§ **Data supplied**:
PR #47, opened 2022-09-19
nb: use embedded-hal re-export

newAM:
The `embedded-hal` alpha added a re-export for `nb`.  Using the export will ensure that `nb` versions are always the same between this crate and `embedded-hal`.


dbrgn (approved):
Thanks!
* * *
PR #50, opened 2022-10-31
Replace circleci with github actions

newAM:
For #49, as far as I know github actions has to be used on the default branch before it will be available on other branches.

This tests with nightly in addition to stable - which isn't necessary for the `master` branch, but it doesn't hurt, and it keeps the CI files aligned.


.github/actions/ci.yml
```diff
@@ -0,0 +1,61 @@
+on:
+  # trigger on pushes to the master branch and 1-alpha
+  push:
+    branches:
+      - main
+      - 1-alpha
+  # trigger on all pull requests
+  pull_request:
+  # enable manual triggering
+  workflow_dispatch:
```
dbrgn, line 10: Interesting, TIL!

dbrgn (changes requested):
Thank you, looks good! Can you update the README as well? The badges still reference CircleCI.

§ **Task instructions**: Copy out all lines of the listing above that include "actions".

§ **Result below**:
Replace circleci with github actions
For #49, as far as I know github actions has to be used on the default branch before it will be available on other branches.
.github/actions/ci.yml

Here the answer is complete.